Please transcribe exactly, and only, the lines of the data below between the line holding "entire basic block." and the line holding "check would catch", inclusive.

Records from a data collection ->
★ ★ ★ ★ ★

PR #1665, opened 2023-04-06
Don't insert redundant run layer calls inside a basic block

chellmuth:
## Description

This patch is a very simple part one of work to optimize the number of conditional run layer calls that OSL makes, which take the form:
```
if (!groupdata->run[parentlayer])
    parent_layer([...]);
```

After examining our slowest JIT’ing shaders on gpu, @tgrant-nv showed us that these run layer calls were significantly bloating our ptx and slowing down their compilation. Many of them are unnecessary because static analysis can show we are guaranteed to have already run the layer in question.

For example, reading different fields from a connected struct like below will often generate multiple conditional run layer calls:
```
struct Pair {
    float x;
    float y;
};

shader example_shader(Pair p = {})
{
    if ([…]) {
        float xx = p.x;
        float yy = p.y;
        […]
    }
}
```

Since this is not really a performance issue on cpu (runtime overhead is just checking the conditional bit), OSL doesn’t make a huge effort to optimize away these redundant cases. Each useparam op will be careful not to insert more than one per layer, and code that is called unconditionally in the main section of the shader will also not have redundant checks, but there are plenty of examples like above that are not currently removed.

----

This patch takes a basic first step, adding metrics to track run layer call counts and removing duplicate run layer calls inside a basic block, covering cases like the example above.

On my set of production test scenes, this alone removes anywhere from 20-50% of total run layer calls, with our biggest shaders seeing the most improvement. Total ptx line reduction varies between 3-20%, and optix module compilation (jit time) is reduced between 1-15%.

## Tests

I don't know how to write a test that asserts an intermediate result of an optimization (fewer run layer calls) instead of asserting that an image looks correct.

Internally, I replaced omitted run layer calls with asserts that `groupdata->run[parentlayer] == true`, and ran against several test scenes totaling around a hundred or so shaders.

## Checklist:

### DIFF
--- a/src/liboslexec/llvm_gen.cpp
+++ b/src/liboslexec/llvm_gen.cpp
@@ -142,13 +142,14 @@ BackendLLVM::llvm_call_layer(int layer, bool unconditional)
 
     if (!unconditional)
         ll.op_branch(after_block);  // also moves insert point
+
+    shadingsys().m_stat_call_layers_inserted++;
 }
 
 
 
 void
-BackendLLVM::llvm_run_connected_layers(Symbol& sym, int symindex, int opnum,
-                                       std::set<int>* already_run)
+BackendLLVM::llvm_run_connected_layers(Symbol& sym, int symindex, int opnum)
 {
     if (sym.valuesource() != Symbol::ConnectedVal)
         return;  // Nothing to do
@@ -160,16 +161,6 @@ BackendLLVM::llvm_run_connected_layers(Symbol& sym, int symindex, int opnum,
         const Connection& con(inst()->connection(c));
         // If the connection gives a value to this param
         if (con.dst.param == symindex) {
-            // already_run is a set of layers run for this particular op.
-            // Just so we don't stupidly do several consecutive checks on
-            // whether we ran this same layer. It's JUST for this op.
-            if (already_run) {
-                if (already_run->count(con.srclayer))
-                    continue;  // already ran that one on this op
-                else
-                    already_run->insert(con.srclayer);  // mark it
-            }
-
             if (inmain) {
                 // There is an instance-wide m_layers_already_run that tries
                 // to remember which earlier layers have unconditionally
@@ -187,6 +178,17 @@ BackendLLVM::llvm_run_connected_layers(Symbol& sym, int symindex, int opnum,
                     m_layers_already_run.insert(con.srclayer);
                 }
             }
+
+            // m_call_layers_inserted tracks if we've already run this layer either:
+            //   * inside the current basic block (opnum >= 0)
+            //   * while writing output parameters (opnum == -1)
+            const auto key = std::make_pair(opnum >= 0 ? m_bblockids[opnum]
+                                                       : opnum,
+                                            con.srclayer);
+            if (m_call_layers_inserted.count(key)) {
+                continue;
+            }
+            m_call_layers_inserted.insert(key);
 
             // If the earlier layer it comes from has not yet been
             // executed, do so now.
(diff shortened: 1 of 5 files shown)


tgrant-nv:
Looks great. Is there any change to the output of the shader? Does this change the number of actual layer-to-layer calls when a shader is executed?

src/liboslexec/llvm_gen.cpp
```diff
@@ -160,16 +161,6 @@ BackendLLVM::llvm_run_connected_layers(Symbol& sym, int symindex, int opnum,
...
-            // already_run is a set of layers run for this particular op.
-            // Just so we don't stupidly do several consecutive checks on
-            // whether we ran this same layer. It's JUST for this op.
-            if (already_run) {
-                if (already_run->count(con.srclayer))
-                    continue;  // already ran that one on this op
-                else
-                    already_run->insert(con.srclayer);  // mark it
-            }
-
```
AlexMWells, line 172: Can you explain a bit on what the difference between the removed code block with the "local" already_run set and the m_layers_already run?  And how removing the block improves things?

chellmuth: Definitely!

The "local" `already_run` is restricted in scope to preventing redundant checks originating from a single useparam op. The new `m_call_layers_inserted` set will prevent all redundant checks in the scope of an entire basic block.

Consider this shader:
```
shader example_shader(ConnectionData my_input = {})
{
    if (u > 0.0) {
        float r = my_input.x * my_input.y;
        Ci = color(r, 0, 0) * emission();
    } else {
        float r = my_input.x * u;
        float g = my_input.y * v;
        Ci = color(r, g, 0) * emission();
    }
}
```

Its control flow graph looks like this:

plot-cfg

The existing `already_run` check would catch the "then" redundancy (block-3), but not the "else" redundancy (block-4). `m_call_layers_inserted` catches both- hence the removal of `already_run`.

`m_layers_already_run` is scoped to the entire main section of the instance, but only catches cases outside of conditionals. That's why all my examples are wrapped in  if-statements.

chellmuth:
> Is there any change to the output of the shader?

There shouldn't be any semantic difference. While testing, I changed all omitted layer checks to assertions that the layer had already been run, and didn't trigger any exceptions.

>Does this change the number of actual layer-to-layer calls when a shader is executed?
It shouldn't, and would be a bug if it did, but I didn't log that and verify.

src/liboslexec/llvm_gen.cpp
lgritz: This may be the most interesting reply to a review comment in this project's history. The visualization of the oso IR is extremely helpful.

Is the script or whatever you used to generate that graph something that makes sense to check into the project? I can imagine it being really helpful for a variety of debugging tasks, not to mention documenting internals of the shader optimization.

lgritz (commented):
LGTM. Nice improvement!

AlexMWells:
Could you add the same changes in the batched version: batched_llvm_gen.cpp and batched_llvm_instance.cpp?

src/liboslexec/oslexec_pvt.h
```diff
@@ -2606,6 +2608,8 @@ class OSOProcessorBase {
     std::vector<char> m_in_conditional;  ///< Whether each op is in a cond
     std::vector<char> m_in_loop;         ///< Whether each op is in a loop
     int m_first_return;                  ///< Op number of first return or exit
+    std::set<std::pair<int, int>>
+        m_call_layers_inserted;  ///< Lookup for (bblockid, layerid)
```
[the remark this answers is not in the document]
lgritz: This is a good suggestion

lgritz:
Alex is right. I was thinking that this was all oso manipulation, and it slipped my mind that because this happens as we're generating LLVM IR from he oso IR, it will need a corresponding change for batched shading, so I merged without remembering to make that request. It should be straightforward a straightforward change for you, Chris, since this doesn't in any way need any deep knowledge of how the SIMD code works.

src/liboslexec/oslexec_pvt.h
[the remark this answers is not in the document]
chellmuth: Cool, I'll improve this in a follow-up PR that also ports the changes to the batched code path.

★ ★ ★ ★ ★

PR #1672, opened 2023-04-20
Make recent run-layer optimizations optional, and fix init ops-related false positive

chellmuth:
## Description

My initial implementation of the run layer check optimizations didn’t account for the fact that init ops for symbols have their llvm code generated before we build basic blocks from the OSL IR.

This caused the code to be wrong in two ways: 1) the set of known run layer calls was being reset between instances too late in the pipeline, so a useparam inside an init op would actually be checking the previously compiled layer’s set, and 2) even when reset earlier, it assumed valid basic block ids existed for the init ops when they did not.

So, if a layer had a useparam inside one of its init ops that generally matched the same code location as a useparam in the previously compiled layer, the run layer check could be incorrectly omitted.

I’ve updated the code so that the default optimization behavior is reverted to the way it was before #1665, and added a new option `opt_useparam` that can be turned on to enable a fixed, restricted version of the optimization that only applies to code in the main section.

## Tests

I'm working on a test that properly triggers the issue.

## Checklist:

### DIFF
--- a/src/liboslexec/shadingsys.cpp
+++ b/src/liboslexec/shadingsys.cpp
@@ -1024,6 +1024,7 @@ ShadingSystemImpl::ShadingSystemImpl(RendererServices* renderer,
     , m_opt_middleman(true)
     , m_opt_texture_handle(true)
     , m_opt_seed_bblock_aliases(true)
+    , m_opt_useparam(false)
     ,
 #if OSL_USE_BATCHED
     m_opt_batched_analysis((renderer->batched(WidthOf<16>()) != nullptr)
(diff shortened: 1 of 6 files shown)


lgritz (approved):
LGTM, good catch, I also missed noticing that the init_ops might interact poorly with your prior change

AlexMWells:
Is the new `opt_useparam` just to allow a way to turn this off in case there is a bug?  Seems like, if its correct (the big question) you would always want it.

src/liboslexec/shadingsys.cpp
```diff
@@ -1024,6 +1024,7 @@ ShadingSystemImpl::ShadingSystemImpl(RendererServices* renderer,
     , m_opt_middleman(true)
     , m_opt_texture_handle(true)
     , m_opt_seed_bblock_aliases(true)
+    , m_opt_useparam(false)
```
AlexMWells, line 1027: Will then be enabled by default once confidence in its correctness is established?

★ ★ ★ ★ ★

Exercise output ->
The "local" `already_run` is restricted in scope to preventing redundant checks originating from a single useparam op. The new `m_call_layers_inserted` set will prevent all redundant checks in the scope of an entire basic block.

Consider this shader:
```
shader example_shader(ConnectionData my_input = {})
{
    if (u > 0.0) {
        float r = my_input.x * my_input.y;
        Ci = color(r, 0, 0) * emission();
    } else {
        float r = my_input.x * u;
        float g = my_input.y * v;
        Ci = color(r, g, 0) * emission();
    }
}
```

Its control flow graph looks like this:

plot-cfg

The existing `already_run` check would catch the "then" redundancy (block-3), but not the "else" redundancy (block-4). `m_call_layers_inserted` catches both- hence the removal of `already_run`.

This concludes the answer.